Quand ce lien vivant existe entre la divinité et l'humanité, il se peut
que l'humanité irréfléchie et ignorante prie pour ses commodités égoïstes
et pour de vaniteux accomplissements; dans ce cas, il ne peut y avoir
qu'une seule réponse divine: que les tiges des sarments vivants portent
une plus grande quantité de fruits de l'esprit. Quand le sarment de la
vigne est vivant, toutes ses requêtes ne peuvent recevoir qu'une seule
réponse: produisez davantage de raisins. En fait, le sarment n'existe que
pour porter des fruits et ne peut rien faire d'autre que produire des
raisins. De même, le vrai croyant n'existe que pour porter les fruits de
l'esprit, qui consistent à aimer les hommes comme les hommes ont été aimés
par Dieu -- à s'aimer les uns les autres comme Jésus nous a aimés.
Quand le Père étend sur le cep sa main disciplinaire, il le fait avec
amour afin que les sarments portent beaucoup de fruits. Un bon cultivateur
ne coupe que les branches mortes et stériles.
Jésus eut de grandes difficultés pour amener simplement ses apôtres à
reconnaître que la prière est une fonction des croyants nés d'esprit, dans
le royaume dominé par l'esprit.
3. -- L'INIMITIÉ DU MONDE
Les onze venaient de cesser leurs commentaires sur le discours du cep
et des sarments lorsque le Maître leur fit signe qu'il désirait continuer
à leur parler. Sachant qu'il lui restait très peu de temps à vivre, il
dit: « Quand je vous aurai quittés, ne vous laissez pas décourager par
l'inimitié du monde. Ne soyez pas abattus, même quand les croyants
pusillanimes se retourneront contre vous et se joindront aux ennemis du
royaume. Si le monde vous hait, n'oubliez pas qu'il m'a haï avait vous. Si
vous dépendiez de ce monde, le monde aimerait ce qui serait sien, mais
parce que vous n'en dépendez pas, le monde refuse de vous aimer.

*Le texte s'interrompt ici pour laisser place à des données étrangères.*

PR #17, opened 2017-11-11
Add database active/standby replication configuration

rsevilla87:
Configuring active/standby cluster of PostgreSQL in a non-interactive way should be available, implementing this feature in _appliance_console_cli_ tool will be useful to help users to automatize database cluster installation and configuration.

### DIFF
--- a/lib/manageiq/appliance_console/cli.rb
+++ b/lib/manageiq/appliance_console/cli.rb
@@ -79,6 +79,14 @@ module ApplianceConsole
       options[:db_hourly_maintenance]
     end
 
+    def set_replication?
+      options[:cluster_node_number] && options[:password] && replication_params?
+    end
+
+    def replication_params?
+      options[:replication] == "primary" || (options[:replication] == "standby" && options[:primary_host])
+    end
+
     def initialize(options = {})
       self.options = options
     end
@@ -116,6 +124,11 @@ module ApplianceConsole
         opt :force_key, "Forcefully create encryption key", :type => :boolean, :short => "f"
         opt :sshlogin,  "SSH login",         :type => :string,                 :default => "root"
         opt :sshpassword, "SSH password",    :type => :string
+        opt :replication, "Configure database replication as primary or standby", :type => :string, :short => :none
+        opt :primary_host, "Primary database host IP address", :type => :string, :short => :none
+        opt :standby_host, "Standby database host IP address", :type => :string, :short => :none
+        opt :auto_failover, "Configure Replication Manager (repmgrd) for automatic failover", :type => :bool, :short => :none
+        opt :cluster_node_number, "Database unique cluster node number", :type => :integer, :short => :none
         opt :verbose,  "Verbose",            :type => :boolean, :short => "v"
         opt :dbdisk,   "Database Disk Path", :type => :string
         opt :logdisk,  "Log Disk Path",      :type => :string
@@ -141,7 +154,8 @@ module ApplianceConsole
     def run
       Trollop.educate unless set_host? || key? || database? || tmp_disk? || log_disk? ||
                              uninstall_ipa? || install_ipa? || certs? || extauth_opts? ||
-                             time_zone? || set_server_state? || db_hourly_maintenance?
+                             time_zone? || set_server_state? || db_hourly_maintenance? ||
+                             set_replication?
       if set_host?
         system_hosts = LinuxAdmin::Hosts.new
         system_hosts.hostname = options[:host]
@@ -151,6 +165,7 @@ module ApplianceConsole
       end
       create_key if key?
       set_db if database?
+      set_replication if set_replication?
       set_time_zone if time_zone?
       config_db_hourly_maintenance if db_hourly_maintenance?
       config_tmp_disk if tmp_disk?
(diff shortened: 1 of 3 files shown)


mvazquezc:
+1

rcarrata:
+1

lib/manageiq/appliance_console/cli.rb
```diff
@@ -8,6 +8,8 @@ def say(arg)
   end
 end
 
+NETWORK_INTERFACE = "eth0".freeze
```
carbonin: This is a very strange thing to have to do, can you define this constant in `DatabaseReplicationStandby` rather than here?

lib/manageiq/appliance_console/cli.rb
```diff
@@ -232,6 +249,23 @@ def set_external_db
       config.post_activation
     end
 
+    def replication
```
carbonin: Can you make this method name something with a verb to match the others (eg. `set_db`, `create_key`, `config_tmp_disk`)? It reads a but strange as is. Maybe `configure_replication`?

lib/manageiq/appliance_console/cli.rb
```diff
@@ -116,6 +126,11 @@ def parse(args)
         opt :force_key, "Forcefully create encryption key", :type => :boolean, :short => "f"
         opt :sshlogin,  "SSH login",         :type => :string,                 :default => "root"
         opt :sshpassword, "SSH password",    :type => :string
+        opt :replication, "Configure database replication as primary or standby", :type => :string, :short => :none
+        opt :primary_host, "Primary database host IP address", :type => :string, :short => :none
+        opt :standby_host, "Standby database host IP address", :type => :string, :short => :none
+        opt :repmgrd, "Configure Replication Manager (repmgrd) for automatic failover", :type => :bool, :short => :none
```
carbonin: I think we can make this option name better, if people don't know anything about `repmgrd`, it won't be clear what this does.

I think `auto_failover` would be better.

lib/manageiq/appliance_console/cli.rb
```diff
@@ -232,6 +249,23 @@ def set_external_db
...
+      if options[:replication] == "primary"
+        db_replication = ManageIQ::ApplianceConsole::DatabaseReplicationPrimary.new
+        say("Configuring Server as Primary")
+      else
+        db_replication = ManageIQ::ApplianceConsole::DatabaseReplicationStandby.new
+        say("Configuring Server as Standby")
+        db_replication.disk = disk_from_string(options[:dbdisk])
+        db_replication.primary_host = options[:primary_host]
+        db_replication.standby_host = options[:standby_host]
+        db_replication.run_repmgrd_configuration = options[:repmgrd] ? "enabled" : "disabled"
```
carbonin: The `run_repmgrd_configuration` attribute should be `true` or `false`.

As is, this would always configure repmgrd as both strings are considered "truthy"

lib/manageiq/appliance_console/cli.rb
```diff
@@ -232,6 +249,23 @@ def set_external_db
...
+    def replication
+      if options[:replication] == "primary"
+        db_replication = ManageIQ::ApplianceConsole::DatabaseReplicationPrimary.new
+        say("Configuring Server as Primary")
+      else
+        db_replication = ManageIQ::ApplianceConsole::DatabaseReplicationStandby.new
+        say("Configuring Server as Standby")
+        db_replication.disk = disk_from_string(options[:dbdisk])
+        db_replication.primary_host = options[:primary_host]
+        db_replication.standby_host = options[:standby_host]
```
carbonin: This will default to the current appliance's address. So we can make this parameter optional and only set the attribute on `db_replication` if it was provided.

lib/manageiq/appliance_console/cli.rb
```diff
@@ -232,6 +249,23 @@ def set_external_db
...
+        db_replication.run_repmgrd_configuration = options[:repmgrd] ? "enabled" : "disabled"
+      end
+      db_replication.node_number = options[:cluster_node_number]
+      db_replication.database_password = options[:password]
```
carbonin: You also need to set `database_name` and `database_user` if they were provided. Both the classes set sane defaults (vmdb_production/root), but we should be able to change those using the cli.

lib/manageiq/appliance_console/cli.rb
rsevilla87: This variable is also defined in appliance_console.rb, that's why I've defined it here though I think  it should be removed in both files.

carbonin: I know, I think you should re-define it in `DatabaseReplication`. That way you don't need to define it here, where it is not used.

rsevilla87: Yep, makes sense, I'll work in this and all the other proposed changes. Thanks for the review

spec/cli_spec.rb
```diff
@@ -528,6 +528,53 @@
     end
   end
 
+  context "#set_replication" do
+    let(:replication_double) { double(:activate => true) }
```
carbonin: Rather than a double here, it would be better to use an actual instance of the class.

That way, rather than stubbing all the assignments, you will be able to assert on the actual value of the attributes. Then you just need to stub the `#activate` method.

lib/manageiq/appliance_console/cli.rb
```diff
@@ -232,6 +247,25 @@ def set_external_db
...
+    def set_replication
+      if options[:replication] == "primary"
+        db_replication = ManageIQ::ApplianceConsole::DatabaseReplicationPrimary.new
+        say("Configuring Server as Primary")
+      else
+        db_replication = ManageIQ::ApplianceConsole::DatabaseReplicationStandby.new
+        say("Configuring Server as Standby")
+        db_replication.disk = disk_from_string(options[:dbdisk])
+        db_replication.primary_host = options[:primary_host]
+        db_replication.standby_host = options[:standby_host] unless options[:standby_host].nil?
```
carbonin: These are all double negatives, can these be `if options[:thing]` rather than `unless options[:thing].nil?`

spec/cli_spec.rb
```diff
@@ -528,6 +528,81 @@
     end
   end
 
+  context "#set_replication?" do
```
carbonin: I was thinking something more targeted for these.

For example:

```ruby
  it "returns false when cluster node number is not set" do
    subject.options = {:replication => "primary", :password => "password"}
    expect(subject.set_replication?).to be_falsey
  end

  it "returns false when the replication option is set to an invalid value" do
    #more test stuff here
  end
```

This way you don't have to deal with the exception and you are not also testing `#parse` and `#run`.

spec/cli_spec.rb
```diff
@@ -528,6 +528,81 @@
...
+    end
+  end
+
+  context "#replication_params?" do
+    it "should complain if primary-host is not passed while configuring standby replication" do
+      expect { subject.parse(%w(--replication standby --cluster-node-number 2 --password pass")).run }.to raise_error(TrollopEducateSpecError)
+    end
+  end
+
+  context "#set_replication" do
```
carbonin: These look great @rsevilla87 :+1:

Vous êtes
dans ce monde, mais vous ne devez pas vivre à sa manière. Je vous ai
choisis pour représenter l'esprit d'un autre monde auprès du monde dans
lequel vous avez été choisis. Mais souvenez-vous toujours de ce que je
vous ai dit: le serviteur n'est pas plus grand que son maître. S'ils osent
me persécuter, ils vous persécuteront aussi. Si mes paroles offensent les
incroyants, les vôtres offenseront également les impies. Ils vous feront
tout cela parce qu'ils ne croient ni en moi, ni en Celui qui m'a envoyé;
vous subirez donc beaucoup de souffrances à cause de mon évangile. Mais au
cours de ces tribulations, n'oubliez pas que moi aussi j'aurai souffert
avant vous à cause de l'évangile du royaume céleste.
« Beaucoup de ceux qui vous attaqueront ignorent la lumière du ciel,
mais ce n'est pas le cas pour certains de nos persécuteurs actuels. Si
nous ne leur avions pas enseigné la vérité, ils pourraient faire bien des
choses étranges sans encourir de condamnation, mais du moment qu'ils ont
connu la lumière et se sont permis de la rejeter, leur comportement n'a
pas d'excuse. Quiconque me hait hait aussi mon Père. Il ne peut en être
autrement: la lumière qui vous sauve si vous l'acceptez ne peut que vous
condamner si vous la rejetez sciemment. Qu'ai-je fait à ces hommes pour
qu'ils me haïssent d'une haine aussi terrible? Rien, sinon de leur avoir
offert la fraternité sur terre et le salut dans le ciel. N'avez-vous pas
lu dans les Ecritures le verset: Ils m'ont haï sans cause? (1).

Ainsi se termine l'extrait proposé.